DATA TO PROCESS:
PR #31518, opened 2024-02-20
Fix example template sensor for weather.get_forecasts

jaydeethree:
## Proposed change

There are two problems with this example:

1. Using a time-based trigger here will cause Home Assistant to log an error. See https://github.com/home-assistant/core/issues/99914 for details.

2. It makes more sense to update the template sensor when the weather entity or its attributes change, instead of updating it on a fixed schedule.

## Type of change

## Additional information

## Checklist


c0ffeeca7:
Does this work if my weather service only updates every 3 hours or so?

emontnemery:
The PR description states:

> Using a time-based trigger here will cause Home Assistant to log an error. See https://github.com/home-assistant/core/issues/99914 for details.

That seems to be a bug, which we should fix, not hide by changing this example.

> It makes more sense to update the template sensor when the weather entity or its attributes change, instead of updating it on a fixed schedule.

Why does this makes sense? What does the weather entity's state have to do with the forecast?

jaydeethree:
>That seems to be a bug, which we should fix, not hide by changing this example.

That's fair.

>Why does this makes sense? What does the weather entity's state have to do with the forecast?

Since the weather entity contains the forecast data, I would expect that both the forecast data and the weather entity's state/attributes would all be updated at the same time. Perhaps that's not actually true though? That's how I do it in [my weather integration](https://github.com/jaydeethree/Home-Assistant-weatherdotcom/), but maybe other integrations work differently (in which case I agree that this doesn't make sense).

emontnemery:
@jaydeethree the weather entity was recently updated to deprecate the forecast property from the state attributes as documented in this blog post: https://developers.home-assistant.io/blog/2023/08/07/weather_entity_forecast_types, that means there may not be a state change when the forecast is updated.

PR #31684, opened 2024-03-01
Remove "NOTSET" logging level

rpatterson:
## Proposed change

The `logging.NOTSET` level has special meaning in Python and when used results in confusing behavior. Looking at the previous listing of levels a admin not familiar with Python might reasonably assume setting `homeassistant.components.command_line` to `notset` would get them all possible log messages. In fact, it results in no more log messages and thus less log messages than setting `homeassistant.components.command_line` to `debug`.

Better not to list it as an available level. If it needs to be mentioned at all, it should be a special mention that describes the effect it has.

## Type of change

## Checklist

### DIFF
--- a/source/_integrations/logger.markdown
+++ b/source/_integrations/logger.markdown
@@ -115,7 +115,6 @@ Possible log severity levels, listed in order from most severe to least severe, 
 - warn
 - info
 - debug
-- notset
 
 ### Log filters
 


edenhaus:
From the python docs about [`logging.NONSET`](https://docs.python.org/3/library/logging.html#logging.NOTSET):
> When set on a logger, indicates that ancestor loggers are to be consulted to determine the effective level.

In other words, the parent logger will be consulted.

> In fact, it results in no more log messages and thus less log messages than setting  homeassistant.components.command_line to debug.

This depends on what you have set for the parent loggers and as HA sets the level to info for the root logger, it could happen, if you didn't change the default level or any parent logger.

edenhaus (changes requested):
Instead of removing a valid level, we should add a link to https://docs.python.org/3/library/logging.html#logging-levels

Something like Read more about ... or similar

rpatterson:
> This depends on what you have set for the parent loggers and as HA sets the level to info for the root logger, it could happen, if you didn't change the default level or any parent logger.

Precisely. It's behavior is different and much more complicated to understand than just including it in the same list as the normal levels whose behavior is quite simple and obvious. Also, while this describes the behavior technically it does not describe any common use cases as documentation like this should.

> Instead of removing a valid level, we should add a link to https://docs.python.org/3/library/logging.html#logging-levels

The audience for those docs is Python developers. The audience for these docs are HA admins and maybe HA users, and many, possibly most, of those are not Python developers.

I think removing this item make these docs better than they were before the change. I am unclear on the use case for using the `notset` level, but someone who is could write that and *add* it to these docs. I think that would make them even better, but I don't think waiting for someone to do that should block this easy and minor improvement. IOW, in order of best to worst:

1. Including `notset` and describing it's complicated behavior with use cases
2. Not including `notset`
3. Including `notset` and describing it's complicated behavior but without use cases
4. Including `notset` without describing it's complicated behavior or use cases

It would be a shame to leave the docs at #.4 waiting for #.1 when this simple change is available now.

edenhaus:
@rpatterson Sorry for the delay but somehow I missed the notification of this PR

We should keep the level but describe it as special, and users should read the documentation before using it. I would not describe the behavior instead we should add a link to the python docs (See the link in an earlier comment)

The reason to keep it is that the docs should document the code functionality, where it is possible to set it to `nonset`.

Could you update the PR to says the this level has a special behavior and should only be used after reading about it on the python docs (link above)?

rpatterson:
> Could you update the PR to says the this level has a special behavior and should only be used after reading about it on the python docs (link above)?

Documentation should be oriented towards use cases. From [my previous comment](https://github.com/home-assistant/home-assistant.io/pull/31684#issuecomment-1974128546):

> I am unclear on the use case for using the `notset` level, but someone who is could write that and add it to these docs.

The rest of that comment says all I can think to say about my argument and resulting opinion.

edenhaus:
> Documentation should be oriented towards use cases

The documentation should document the code, and `nonset` is a valid level to set. See https://github.com/home-assistant/core/blob/dev/homeassistant/components/logger/const.py#L19

We don't need to add use cases for each level as we document the code, not use cases.

Drafting the PR as I asked for changes in [my previous comment](https://github.com/home-assistant/home-assistant.io/pull/31684#issuecomment-2008997875)

rpatterson:
Why not just...

PR #31883, opened 2024-03-14
Revert "Update govee_light_local.markdown"

klaasnicolaas:
Reverts home-assistant/home-assistant.io#31877

This is not something we should allow in the docs


c0ffeeca7 (approved):
Thank you, @klaasnicolaas :+1:

PR #229, opened 2020-08-10
[BigQuery] Explore data

MRzNone:
image

Currently, only supporting explore with data studio since there is no good way to do Google Sheet at this moment.


jupyterlab_bigquery/src/components/query_editor/query_text_editor/query_editor_results.tsx
```diff
@@ -2,10 +2,14 @@
...
 import { stylesheet } from 'typestyle';
 import { connect } from 'react-redux';
-import { QueryResult } from '../query_text_editor/query_text_editor';
+import { QueryResult } from './query_text_editor';
 import { QueryId } from '../../../reducers/queryEditorTabSlice';
 import { Header } from '../../shared/header';
 import { BQTable } from '../../shared/bq_table';
+import { Button, Typography } from '@material-ui/core';
+import { ContextMenu } from 'gcp_jupyterlab_shared';
+import DropDown from '../../shared/dropdown';
```
cbwilkes, line 11: Seems like you add this include but you don't use it anywhere. Can the unused includes be removed?

PR #231, opened 2020-08-11
[HardwareConfiguration] Fixing UI bugs

yaminahq:
- An update to the shared/action_bar.tsx file caused the buttons to overlap with the input on the hardware scaling form. Resolved this by creating an action_bar component specifically for gce_details (we were probably going to do this anyways because we need to add some more gce_details specific functionality to the action_bar):
image

- Testing the extension on a real Notebook Instance showed that the input labels incorporated from material-ui on the hardware scaling form were rendering strangely. Switched to using native labels for now - will look more into this if we decide we want to keep the material-ui labels:
image

Hardware scaling form with changes made in this commit:
Screenshot 2020-08-10 at 9 04 07 PM

### DIFF
--- a/jupyterlab_gcedetails/src/components/action_bar.tsx
+++ b/jupyterlab_gcedetails/src/components/action_bar.tsx
@@ -1,0 +1,54 @@
+import * as csstips from 'csstips';
+import * as React from 'react';
+import { stylesheet, classes } from 'typestyle';
+import { css, COLORS } from 'gcp_jupyterlab_shared';
+
+interface Props {
+  primaryLabel: string;
+  secondaryLabel?: string;
+  onPrimaryClick: () => void;
+  onSecondaryClick?: () => void;
+}
+
+const STYLES = stylesheet({
+  actionBar: {
+    padding: '16px',
+    marginTop: '5px',
+    display: 'block',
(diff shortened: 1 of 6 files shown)


jupyterlab_gcedetails/src/components/action_bar.tsx
```diff
@@ -0,0 +1,54 @@
...
+    ...csstips.endJustified,
+  },
+  primaryButton: {
+    backgroundColor: COLORS.blue,
+    color: COLORS.white,
+  },
+});
+
+/** Funtional Component for defining an action bar with buttons. */
+export function ActionBar(props: Props) {
```
prodonjs, line 33: The shared package has an ActionBar component as well. I would prefer that we parameterize it more to suit our purposes if possible, but I'm OK if we do so in a later PR.

It currently does support adding additional buttons, but it may be that we need more fine-grained control of the styling.

yaminahq: Yeah we were originally using this action bar component from the shared package but it's styling was recently updated which caused the rendering issue shown in the first picture. But I can also look into parameterizing the styling for the shared action bar to resolve that issue

PR #232, opened 2020-08-11
[HWCONFIG]/close auth popup error

l1ghtspeed:


jupyterlab_gcedetails/src/components/auth_token_retrieval.tsx
```diff
@@ -23,5 +25,12 @@ export function authTokenRetrieval(): Promise<string> {
       '_authPopup',
       'left=100,top=100,width=400,height=400'
     );
+    timer = setInterval(function() {
```
l1ghtspeed, line 28: So apparently if I try setting a function for authPopup.beforeUnload, it won't work because the child window's domain is different from the parents. I searched it up and people are saying this is the way to go. Tested it and it works.

prodonjs: Great investigation. I'm good with it!

jupyterlab_gcedetails/src/components/auth_token_retrieval.tsx
```diff
@@ -1,6 +1,7 @@
 export function authTokenRetrieval(): Promise<string> {
   // eslint-disable-next-line prefer-const
   let authPopup: any;
```
prodonjs, line 3: Can we add the proper types to these definitions. I believe `authPopup` will be a Window type and `timer` should be a number. You can look at what VSCode shows as the inferred type.

PR #235, opened 2020-08-11
[GitSync] refactor toolbar button component w/o inheritance

ashleyswang:
- refactor the toolbar button components to be without inheritance as per React convention
- renamed `toolbar_btn_template.tsx` to `toolbar_button.tsx`
- no functionality changed


ashleyswang:
@ylil93 
> LGTM'd
> 
> As a side note, to me, it still seems like there's inheritance going on, so I'm wondering what is the main difference after this refactor?

I believe that the difference is we are not explicitly defining the `ControlButton/SyncButton/etc.` as a subclass of the main `ToolbarButton` class, but instead we just call its constructor to do the work for us. That way instead of overriding functions to provide specific functionality, we instead pass in parameters in the `ToolbarButtonProps` to call on functions we define in the `ControlButton` class (just as an example). 

I think that @prodonjs might have a better explanation of this, but I that's the main idea.

ylil93:
> @ylil93
> 
> > LGTM'd
> > As a side note, to me, it still seems like there's inheritance going on, so I'm wondering what is the main difference after this refactor?
> 
> I believe that the difference is we are not explicitly defining the `ControlButton/SyncButton/etc.` as a subclass of the main `ToolbarButton` class, but instead we just call its constructor to do the work for us. That way instead of overriding functions to provide specific functionality, we instead pass in parameters in the `ToolbarButtonProps` to call on functions we define in the `ControlButton` class (just as an example).
> 
> I think that @prodonjs might have a better explanation of this, but I that's the main idea.

Cool thanks for the explanation.

prodonjs:
> > @ylil93
> > > LGTM'd
> > > As a side note, to me, it still seems like there's inheritance going on, so I'm wondering what is the main difference after this refactor?
> > 
> > 
> > I believe that the difference is we are not explicitly defining the `ControlButton/SyncButton/etc.` as a subclass of the main `ToolbarButton` class, but instead we just call its constructor to do the work for us. That way instead of overriding functions to provide specific functionality, we instead pass in parameters in the `ToolbarButtonProps` to call on functions we define in the `ControlButton` class (just as an example).
> > I think that @prodonjs might have a better explanation of this, but I that's the main idea.
> 
> Cool thanks for the explanation.

Yep, React generally favors a [composition over inheritance model](https://reactjs.org/docs/composition-vs-inheritance.html#so-what-about-inheritance).

PR #236, opened 2020-08-11
[BigQuery] Query history improvements

CynthiaXJia:
- Pulls out shared read-only editor (between details panel and expanded query history)
- Batches query history by date on the frontend with local timezone accounted for
- Can open old query in a full-window editor
- Adds indication of what caused an error for failed queries
- Adds extra test for query details with an error

A copy to clipboard button will be added in a future PR.

Successful query:
success

Failed query:
failed

### DIFF
--- a/jupyterlab_bigquery/src/components/query_history/query_history_panel.tsx
+++ b/jupyterlab_bigquery/src/components/query_history/query_history_panel.tsx
@@ -1,8 +1,9 @@
 import * as React from 'react';
 import { connect } from 'react-redux';
-import { Paper, Collapse, LinearProgress } from '@material-ui/core';
+import { Paper, Collapse, LinearProgress, Icon } from '@material-ui/core';
 import { CheckCircle, Error } from '@material-ui/icons';
 import { stylesheet } from 'typestyle';
+import { DateTime } from 'luxon';
 
 import {
   QueryHistoryService,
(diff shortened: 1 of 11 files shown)


jupyterlab_bigquery/src/components/query_history/query_history_panel.tsx
```diff
@@ -63,63 +114,177 @@ interface Props {
...
+          fontSize="default"
+          htmlColor="rgb(230, 0, 0)"
+          className={localStyles.icon}
+        />
+        {props.errorMsg}
+      </div>
+    </Paper>
+  );
+};
+
```
CynthiaXJia, line 145: This is the box at the top of the expanded query details that shows what error caused the query to fail. We may pull this out as a shared component later since it seems the empty schema and empty table display uses a similar format.

jupyterlab_bigquery/src/components/query_history/query_history_panel.tsx
```diff
@@ -63,63 +114,177 @@ interface Props {
...
+          onClick={() => {
+            const queryId = generateQueryId();
+            WidgetManager.getInstance().launchWidget(
+              QueryEditorTabWidget,
+              'main',
+              queryId,
+              undefined,
+              [queryId, query]
+            );
+          }}
```
CynthiaXJia, line 194: Right now no flags are passed, though as we start supporting legacy SQL it will be important to pass that as an extra argument here.

jupyterlab_bigquery/src/components/query_history/query_history_panel.tsx
```diff
@@ -150,6 +315,20 @@ class QueryHistoryPanel extends React.Component<Props, State> {
...
+      const day = date.toLocaleString(DateTime.DATE_SHORT);
+      if (day in queriesByDate) {
+        queriesByDate[day].push(jobId);
+      } else {
+        queriesByDate[day] = [jobId];
+      }
+    });
+    return queriesByDate;
+  };
+
```
CynthiaXJia, line 331: Groups queries by date

PR #237, opened 2020-08-11
[BigQuery] Change fonts to roboto and pull out shared tables

CynthiaXJia:
Changes all the fonts to roboto by importing them from the shared package. It may eventually make more sense to have an overall material UI theme and use a `ThemeProvider` rather than styling all the shared material UI components, but seeing as we have to set the font within each of the widgets already, it is a little simpler this way.


cbwilkes:
Can you fix the conflict here?

CynthiaXJia:
> Can you fix the conflict here?

Should be good to go!

PR #238, opened 2020-08-11
[uCAIP] Dataset component and model test to material UI

josie-garza:
- Simpler deploy model view that allows for customization or basic default options
- Added refresh while model is deploying
- Added algorithm options and simplified dataset component
- Moved all UI for these components to material UI

image
image


jupyterlab_ucaip/jupyterlab_ucaip/service.py
```diff
@@ -507,6 +519,11 @@ def create_training_pipeline(self, training_pipeline_name, dataset_id,
         "optimizationObjective": objective,
     }
 
+    if objective == "maximize-precision-at-recall":
+      training_task_inputs["optimizationObjectiveRecallValue"] = 0.5
+    if objective == "maximize-recall-at-precision":
```
timothyrjames, line 524: elif?

jupyterlab_ucaip/jupyterlab_ucaip/service.py
```diff
@@ -404,11 +404,23 @@ def get_endpoints(self, model_id):
...
+      built = self._build_endpoint("None", endpoint)
+      endpoints.append(built)
+    return endpoints
+
+  def check_deploying(self, model_name, endpoint_id):
     endpoints = self._endpoint_client.list_endpoints(parent=self._parent).endpoints
-    name = "ucaip-extension/" + model_name
-    filtered = filter(lambda x: name == x.display_name, endpoints)
-    filtered = list(filtered)
+    if endpoint_id != "":
```
timothyrjames, line 417: should this be just:

```Python
if endpoint_id:
```

jupyterlab_ucaip/jupyterlab_ucaip/service.py
```diff
@@ -404,11 +404,23 @@ def get_endpoints(self, model_id):
...
-  def check_deploying(self, model_name):
+  def get_all_endpoints(self):
+    gcp_endpoints = self._endpoint_client.list_endpoints(parent=self._parent).endpoints
+    endpoints = []
+    for endpoint in gcp_endpoints:
+      built = self._build_endpoint("None", endpoint)
+      endpoints.append(built)
+    return endpoints
+
+  def check_deploying(self, model_name, endpoint_id):
```
timothyrjames, line 415: It's not clear to me on its face what this method is doing. check_deploying seems like it would return a boolean, not a list. Can we rename or clarify with comments?

jupyterlab_ucaip/jupyterlab_ucaip/service.py
josie-garza: yup! cool I didn't know you could do that in python

jupyterlab_ucaip/jupyterlab_ucaip/service.py
josie-garza: A rename would be good here you're right

PR #240, opened 2020-08-11
Move StripedRows to shared

CynthiaXJia:
Takes `jupyerlab_bigquery/src/shared/striped_rows` and makes it into a shared component. Would likely be reused by the uCAIP extension which has a similar details panel to BigQuery.

### DIFF
--- a/jupyterlab_bigquery/package.json
+++ b/jupyterlab_bigquery/package.json
@@ -66,7 +66,7 @@
     "@reduxjs/toolkit": "^1.4.0",
     "copy-to-clipboard": "^3.3.1",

YOUR OBJECTIVE:
Lines from the entries that contain the string "extension" are what must be copied.

RESULT OF THE TASK:
- Testing the extension on a real Notebook Instance showed that the input labels incorporated from material-ui on the hardware scaling form were rendering strangely. Switched to using native labels for now - will look more into this if we decide we want to keep the material-ui labels:
-    name = "ucaip-extension/" + model_name
Takes `jupyerlab_bigquery/src/shared/striped_rows` and makes it into a shared component. Would likely be reused by the uCAIP extension which has a similar details panel to BigQuery.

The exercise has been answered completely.